# Baron perfers Marbury



## Jmonty580 (Jun 20, 2003)

www.nypost.com/sports/knicks/18683.htm


Davis, who returned to the Hornets' lineup after a nine-game absence last night to face the Knicks, says Kidd probably rates as the No. 1 point guard in the league because of making the Finals two straight years. But Davis believes Marbury is not far behind and could pass him by as soon as next season. A Knicks-Nets showdown was put on hold with the Knicks' improbable come-from-behind win last night, and they could still face the Pistons. 

"Stephon is younger, more talented," Davis told The Post. "Physically, he's probably the most talented point guard in the league.
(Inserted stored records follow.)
PR #1424, opened 2026-03-26
ddb perf: reduce I/O in CAS retries by adopting pessimistic concurrency around offset saves

leviramsey:
In the DDB projection offset store, offset saves are implemented via multiple writes, with the number of writes correlated to the number of distinct persistence IDs in a batch (due to the limit on the number of items in a DDB batch), so in turn the time to save offsets is correlated to the number of distinct persistence IDs.  During the save, loads of sequence numbers may be performed concurrently by offset validation.  If such a load happens while the offset save is running, the optimistic concurrency protocol will retry the save, including redoing the writes.  In addition, any load which starts while the save is running and completes after the save has updated the in-memory state will be retried (including I/O).

Loads in validation happen when an event from a new (or sufficiently dormant) persistence ID is encountered, so the probability of a save being concurrent with such a load is a function of the rate at which such events are encountered (a higher rate increasing that probability) and the time to perform a contention-free offset save (longer increases that probability).  This can be especially pronounced with at-least-once projections (in which backpressure from the offset save generally doesn't propagate through the group-within stage to the business logic and validation stages), and especially so for the at-least-once-flow projections (where the business logic stage itself can, within some bounds, decouple demand to the validation stage from demand from group-within stage).

Workloads which use distinct persistence IDs to represent a higher-level operation (workflows, in the broad sense of the term) will often create many persistence IDs, so loads from validations may occur frequently (albeit with parallelism 1).  If a projection instance can expect to see 15 new persistence IDs per second out of 150 events per second (average of 10 events per persistence ID), saving offsets every 100 events or 500ms (default at-least-once settings), we can deduce the following expectations:

* The offset save will happen every 500ms and encompass an average of 75 events from ~8 pids, so it will need to perform 2 DDB writes (a batch sequence number write and a write of slice offsets (at most 8)): this should take about 20ms (1/50 of a second)
* The expected number of validation loads in 20ms will be 15/50 = 0.3
* By the Poisson distribution, there's a roughly 26% chance of a conflict triggering a CAS retry which performs additional I/O against DDB, needlessly consuming capacity units

Since the offset save operations are generally heavier to retry than the offset loads, this change adopts a more pessimistic form of concurrency control: a load which starts during a save waits for the save to complete.  If the load starts before the save, there will likely still be a retry (this is less pessimistic than a lock or encapsulating the offsets in an actor).

### DIFF
--- a/akka-projection-dynamodb/src/main/scala/akka/projection/dynamodb/internal/DynamoDBOffsetStore.scala
+++ b/akka-projection-dynamodb/src/main/scala/akka/projection/dynamodb/internal/DynamoDBOffsetStore.scala
@@ -523,7 +523,7 @@ private[projection] class DynamoDBOffsetStore(
 
         case _ =>
           throw new IllegalArgumentException(
-            s"$logPrefix Mix of TimestampOffset and ofther offset type in same transaction is not supported.")
+            s"$logPrefix Mix of TimestampOffset and other offset type in same transaction is not supported.")
       }
 
       val currentStore = pendingStore.get()
--- a/akka-projection-dynamodb/src/main/scala/akka/projection/dynamodb/internal/DynamoDBOffsetStore.scala
+++ b/akka-projection-dynamodb/src/main/scala/akka/projection/dynamodb/internal/DynamoDBOffsetStore.scala
@@ -554,7 +554,6 @@ private[projection] class DynamoDBOffsetStore(
         if (pendingStore.compareAndExchange(currentStore, promise.future) eq currentStore) {
           storeTimestampOffsets(records, storeSequenceNumbers, canBeConcurrent)
         } else {
-          logger.error("{} Concurrent storing of offsets detected.  This should not happen", logPrefix)
           Future.failed(new IllegalStateException(s"$logPrefix Concurrent storing of offsets detected"))
         }
       }(ExecutionContext.parasitic)
--- a/akka-projection-dynamodb/src/main/scala/akka/projection/dynamodb/internal/DynamoDBOffsetStore.scala
+++ b/akka-projection-dynamodb/src/main/scala/akka/projection/dynamodb/internal/DynamoDBOffsetStore.scala
@@ -12,6 +12,9 @@ import scala.annotation.tailrec
 import scala.collection.immutable.TreeSet
 import scala.concurrent.ExecutionContext
 import scala.concurrent.Future
+import scala.concurrent.Promise
+import scala.util.Failure
+import scala.util.Success
 import scala.jdk.DurationConverters._
 import scala.util.control.NonFatal
 import akka.Done
@@ -83,7 +86,8 @@ private[projection] object DynamoDBOffsetStore {
   final case class State(
       byPid: Map[Pid, Record],
       bySliceSorted: Map[Int, TreeSet[Record]],
-      offsetBySlice: Map[Int, TimestampOffset]) {
+      offsetBySlice: Map[Int, TimestampOffset],
+      saveCounter: Long = 0) {
 
     def size: Int = byPid.size
 
@@ -229,8 +233,25 @@ private[projection] class DynamoDBOffsetStore(
     sourceProvider: Option[BySlicesSourceProvider],
     system: ActorSystem[_],
     val settings: DynamoDBProjectionSettings,
-    client: DynamoDbAsyncClient,
-    clock: Clock = Clock.systemUTC()) {
+    dao: OffsetStoreDao,
+    clock: Clock) {
+
+  private[projection] def this(
+      projectionId: ProjectionId,
+      uuid: String,
+      sourceProvider: Option[BySlicesSourceProvider],
+      system: ActorSystem[_],
+      settings: DynamoDBProjectionSettings,
+      client: DynamoDbAsyncClient,
+      clock: Clock = Clock.systemUTC()) =
+    this(
+      projectionId,
+      uuid,
+      sourceProvider,
+      system,
+      settings,
+      new OffsetStoreDaoImpl(system, settings, projectionId, client),
+      clock)
 
   import DynamoDBOffsetStore._
 
@@ -244,8 +265,6 @@ private[projection] class DynamoDBOffsetStore(
   private val logger = LoggerFactory.getLogger(this.getClass)
   val logPrefix = s"${projectionId.name} [$minSlice-$maxSlice]${CorrelationId.toCorrelationLogText(uuid)}:"
 
-  private val dao = new OffsetStoreDao(system, settings, projectionId, client)
-
   private val offsetExpiry =
     settings.timeToLiveSettings.projections.get(projectionId.name).offsetTimeToLive.map(_.toJava)
 
@@ -253,13 +272,21 @@ private[projection] class DynamoDBOffsetStore(
 
   // The OffsetStore instance is used by a single projectionId and there shouldn't be many concurrent
   // calls to methods that access the `state`, but for example validate (load) may be concurrent
-  // with save. Therefore, this state can be updated concurrently with CAS retries.
+  // with save. Therefore, this state can be updated concurrently with CAS retries, though retries
+  // are nearly certain to involve I/O
   private val state = new AtomicReference(State.empty)
 
   // Transient state of inflight pid -> seqNr (before they have been stored and included in `state`), which is
   // needed for at-least-once or other projections where the offset is saved afterwards. Not needed for exactly-once.
   // This can be updated concurrently with CAS retries.
   private val inflight = new AtomicReference(Map.empty[Pid, SeqNr])
+
+  // Advisory pessimistic concurrency control to allow validation loads to wait until a save completes
+  // (as a save is multiple queries (slice offset and per-pid timestamps), moreso in at-least-once)
+  // to prevent retrying the save on conflict.
+  //  incomplete future: save is in-progress
+  //  completed future: no in-progress save
+  private val pendingStore = new AtomicReference[Future[Done]](FutureDone)
 
   @volatile private var stopped = false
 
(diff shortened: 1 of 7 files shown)


akka-projection-dynamodb/src/main/scala/akka/projection/dynamodb/internal/DynamoDBOffsetStore.scala
```diff
@@ -369,24 +396,80 @@ private[projection] class DynamoDBOffsetStore(
...
-        case Some(record) =>
-          logger.trace("{} loaded pid [{}], seqNr [{}]", logPrefix, pid, record.seqNr)
-          val newState = oldState.add(Vector(record), settings.acceptSequenceNumberResetAfter)
-          if (state.compareAndSet(oldState, newState))
-            Future.successful(newState)
-          else
-            load(pid) // CAS retry, concurrent update
-        case None => Future.successful(oldState)
+      val ps = pendingStore.get()
+      ps.value match {
```
leviramsey, line 405: This "flatMap of the first kind if already complete and flatMap of the second kind otherwise" (similar to `FastFutureSource`) seems maybe generalizable, but I wanted to avoid constructing two lambdas or the overhead of a by-name lambda

akka-projection-dynamodb/src/main/scala/akka/projection/dynamodb/internal/DynamoDBOffsetStore.scala
```diff
@@ -426,23 +509,44 @@ private[projection] class DynamoDBOffsetStore(
...
           Record(slice, pid, seqNr, t.timestamp)
+
         case OffsetPidSeqNr(_: TimestampOffset, None) =>
           throw new IllegalArgumentException(
             s"$logPrefix Required EventEnvelope or DurableStateChange for TimestampOffset.")
+
         case _ =>
           throw new IllegalArgumentException(
-            s"$logPrefix Mix of TimestampOffset and other offset type in same transaction is not supported")
+            s"$logPrefix Mix of TimestampOffset and ofther offset type in same transaction is not supported.")
```
patriknw:
```suggestion
            s"$logPrefix Mix of TimestampOffset and other offset type in same transaction is not supported.")
```

akka-projection-dynamodb/src/main/scala/akka/projection/dynamodb/internal/DynamoDBOffsetStore.scala
```diff
@@ -369,24 +396,80 @@ private[projection] class DynamoDBOffsetStore(
...
+          // store is in progress, so when it completes, the state will have probably changed
+          ps.flatMap(_ => load(pid)) // async retry
       }
     }
   }
 
+  private def loadFromDao(slice: Int, pid: Pid, oldState: State): Future[State] = {
+    checkStopped()
+    dao.loadSequenceNumber(slice, pid).flatMap {
+      case None => Future.successful(state.get())
```
patriknw: previously this was `oldState`, is this change intentional?

akka-projection-dynamodb/src/main/scala/akka/projection/dynamodb/internal/DynamoDBOffsetStore.scala
```diff
@@ -426,23 +509,44 @@ private[projection] class DynamoDBOffsetStore(
...
       }
-      storeTimestampOffsets(records, storeSequenceNumbers, canBeConcurrent)
+
+      val currentStore = pendingStore.get()
+      val promise = Promise[Done]()
+
+      val ret = currentStore.flatMap { _ =>
+        checkStopped()
+        if (pendingStore.compareAndExchange(currentStore, promise.future) eq currentStore) {
+          storeTimestampOffsets(records, storeSequenceNumbers, canBeConcurrent)
```
patriknw, line 555: If this fails, the pendingStore will be completed with that failure. Next save will flatMap on that failure, which will fail immediately. Probably same with loads that flatmap on failed. The pendingStore should always be completed with success, i.e. a missing recover?

akka-projection-dynamodb/src/test/scala/akka/persistence/dynamodb/internal/DynamoDBOffsetStoreSpec.scala
```diff
@@ -0,0 +1,287 @@
...
+
+      p1Load
+        .zip(p2Load)
+        .map {
+          case (state1, state2) => state1.byPid.size + state2.byPid.size
+        }
+        .futureValue shouldBe 3 // one of the states has both pids
+    }
+  }
+}
```
patriknw, line 327: can we also test when the dao fails?

patriknw (commented):
looks like an important finding and good solution

akka-projection-dynamodb/src/main/scala/akka/projection/dynamodb/internal/DynamoDBOffsetStore.scala
leviramsey: If we're not changing anything, we may as well go to the absolute latest state.

akka-projection-dynamodb/src/main/scala/akka/projection/dynamodb/internal/DynamoDBOffsetStore.scala
```diff
@@ -369,24 +396,80 @@ private[projection] class DynamoDBOffsetStore(
...
+        }
+    }
+  }
+
   def load(pids: Set[Pid]): Future[State] = {
     checkStopped()
     val oldState = state.get()
     val pidsToLoad = pids.filterNot(oldState.contains)
+
+    if (pidsToLoad.isEmpty) Future.successful(oldState)
```
leviramsey, line 476: Could probably make this `state.get()` also since we're not updating.

akka-projection-dynamodb/src/main/scala/akka/projection/dynamodb/internal/DynamoDBOffsetStore.scala
leviramsey: If a store fails, as far as I can tell, the projection stream fails.  If it restarts, it's with a fresh offset store.

patriknw: but should failing all loads after failed store be a side effect of this optimization?
I think we added `checkStopped` for the fail everything purpose.

leviramsey: If the stream is going to fail and throw away the loads, does it matter if the load succeds or fails?

akka-projection-dynamodb/src/main/scala/akka/projection/dynamodb/internal/DynamoDBOffsetStore.scala
leviramsey: nvm... the new state could evict, so not for now.

akka-projection-dynamodb/src/main/scala/akka/projection/dynamodb/internal/DynamoDBOffsetStore.scala
```diff
@@ -426,23 +524,52 @@ private[projection] class DynamoDBOffsetStore(
...
+
+      ret.onComplete { result =>
+        // propagate the failure to subsequent operations
+        promise.completeWith(ret)
+
+        if (result.isFailure) {
+          // A failure in save will fail the stream using this offset store.
+          // This will trigger a stop() call, but it is certain that the
+          // it will eventually happen... we may as well stop() here
+          stop()
```
patriknw: Even though it might match current implementation I don't think the store failure should have immediate side effects of the offset store lifecycle. Let's say that we add some retry mechanism of failed stores in the future, then this must be considered. It becomes a special case.

akka-projection-dynamodb/src/main/scala/akka/projection/dynamodb/internal/DynamoDBOffsetStore.scala
```diff
@@ -426,23 +524,52 @@ private[projection] class DynamoDBOffsetStore(
...
+          storeTimestampOffsets(records, storeSequenceNumbers, canBeConcurrent)
+        } else {
+          logger.error("{} Concurrent storing of offsets detected.  This should not happen", logPrefix)
+          Future.failed(new IllegalStateException(s"$logPrefix Concurrent storing of offsets detected"))
+        }
+      }(ExecutionContext.parasitic)
+
+      ret.onComplete { result =>
+        // propagate the failure to subsequent operations
+        promise.completeWith(ret)
```
patriknw: I still don't like that store failure has failure side effects of the pending load. Just the error message that a load failed because a store failed would be confusing.

akka-projection-dynamodb/src/main/scala/akka/projection/dynamodb/internal/DynamoDBOffsetStore.scala
leviramsey: A failed store is an indication of either a violation of a "one-store-at-a-time" constraint (relaxing which would imply not checking, so would no longer cause a failure), some error in the manipulation logic that throws (for which a retry with the same offsets is unlikely to work, even in the presence of intervening loads (note that storing calls load for the records)), or (having the most likely last) a failed external call (to DDB).

That failed external call is isomorphic to a journal/state-store failure in persistence.  We have an in-memory view of the persists in the data store up to that point; in the presence of a persist failure, whether that in-memory view is consistent with what the data store has persisted is indeterminate (`Option.empty[Boolean]`).  We don't allow a resume supervision strategy on an event-sourced or durable-state behavior for that very good reason, and I don't see why that reasoning doesn't apply here.

So the choice is then, should the supervision strategy be restart (invalidate state and reload from DDB) or stop?  Implementing either is straightforward (I'm OK with `restartOnSaveFailure: Boolean = false` in the offset store and implementing both here).

As for retries, it seems like the logical place to support retries of stores would be in this method (rather than in the stream): this method returns a future which has no time-bound on completion after all.  The place for retrying journal/state-store operations is in the particular plugins (since only the plugin really knows the retriability semantics of the underlying store).

akka-projection-dynamodb/src/main/scala/akka/projection/dynamodb/internal/DynamoDBOffsetStore.scala
leviramsey: Would it be less confusing if the load failed with an error message like "due to possible inconsistency".

akka-projection-dynamodb/src/main/scala/akka/projection/dynamodb/internal/DynamoDBOffsetStore.scala
patriknw: I leave it to @pvlugter to be the arbiter here. This is not strongly important for me. It's not the primary purpose of this change and if you judge that it's a good side effect, I'm fine with that.

akka-projection-dynamodb/src/main/scala/akka/projection/dynamodb/internal/DynamoDBOffsetStore.scala
pvlugter: I agree with Patrik here. It could make more sense for `pendingStore` promise to always be completed successfully. It's an optimisation for gating concurrency, rather than failure propagation.

akka-projection-dynamodb/src/main/scala/akka/projection/dynamodb/internal/DynamoDBOffsetStore.scala
pvlugter: I'm seeing the same as Patrik. That by conflating concerns between the concurrency gating of the pending store future with failure propagation and offset lifecycle, it makes things more complicated than needed. And could be more difficult to reason about when there are failures. Maybe tackling the error propagation and handling should be done separately.

akka-projection-dynamodb/src/main/scala/akka/projection/dynamodb/internal/DynamoDBOffsetStore.scala
```diff
@@ -538,8 +683,10 @@ private[projection] class DynamoDBOffsetStore(
               cleanupInflight(evictedNewState)
               FutureDone
             } else { // concurrent update
-              if (canBeConcurrent) storeTimestampOffsets(records, storeSequenceNumbers, canBeConcurrent) // CAS retry
-              else
+              if (canBeConcurrent) {
+                logger.info(s"$logPrefix re-attempting save of timestamp offsets due to concurrent update.")
```
patriknw:
```suggestion
                logger.info("{} re-attempting save of timestamp offsets due to concurrent update.", logPrefix)
```

akka-projection-dynamodb/src/main/scala/akka/projection/dynamodb/internal/DynamoDBOffsetStore.scala
```diff
@@ -426,23 +529,63 @@ private[projection] class DynamoDBOffsetStore(
...
+
+      val currentStore = pendingStore.get()
+      val promise = Promise[Done]()
+
+      val ret = currentStore.flatMap { _ =>
+        checkStopped()
+        if (pendingStore.compareAndExchange(currentStore, promise.future) eq currentStore) {
+          storeTimestampOffsets(records, storeSequenceNumbers, canBeConcurrent)
+        } else {
+          logger.error("{} Concurrent storing of offsets detected.  This should not happen", logPrefix)
```
patriknw: Shouldn't be needed to log error here, the failed future is logged by caller (projection restart). At least that is how other such cases are handled.

patriknw (approved):
LGTM with a small suggestion about the logging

There's always room for improvement and he's a hard worker, so every year he's going to improve." 

Even Davis said he's eager to watch the Point-Guard Battle Royale as a fan. "There's always a comparison there because of the trade," Davis said. "That's one of the playoff series I'm looking forward to watching. I know both players - inside - are looking forward to that matchup and that battle." 


When told most experts consider Kidd the league's best point guard, Davis said, "If that's what they say. Of course (Jason's) accomplished great things being in the East, going to the Finals twice. You're always measured by your victories. But right now he is the best point guard in the league because of what he's done." 



What do you think about the things that Davis is saying about Marbury? If the Knicks finish in 7th at least it will be fun to watch the two of them go at it.


----------



## Jermaniac Fan (Jul 27, 2003)

He said nothing wrong! Good post!


----------



## Rockstone (Jan 21, 2004)

...and so do I.


----------



## Jmonty580 (Jun 20, 2003)

Alot of people act like Marbury is light years behind Kidd, like thier is no question that Kidd is better than Marbury, yet guys like Davis and Tony Parker say great things about him.


----------



## nikebasketball (Jan 28, 2004)

*
Thanks for posting this.

Interesting read.
*


----------



## Spriggan (Mar 23, 2004)

starbury has always been underrated.


----------



## NYKBaller (Oct 29, 2003)

I agree with him. Stephon, Starbury, Marbury and Baron, Too Easy/B. Diddy, Davis are two of my fav players. I'll let you guys guess the order....


----------



## Starbury03 (Aug 12, 2003)

He is the best point but can never even get in the all-star game. At least he gets repect from his peers.


----------



## HKF (Dec 10, 2002)

Stephon Marbury has always had the most physical talent of any Point Guard I have ever seen and he has the most talent at the game of basketball from a guard (besides T-Mac and Kobe).


----------



## B Dizzle (Apr 3, 2004)

Davis said that marbury is one of the most talented guards, physically. I don't think so. BD is more talented physically. He has much more strength!


----------



## Spriggan (Mar 23, 2004)

> Originally posted by <b>B Dizzle</b>!
> Davis said that marbury is one of the most talented guards, physically. I don't think so. BD is more talented physically. He has much more strength!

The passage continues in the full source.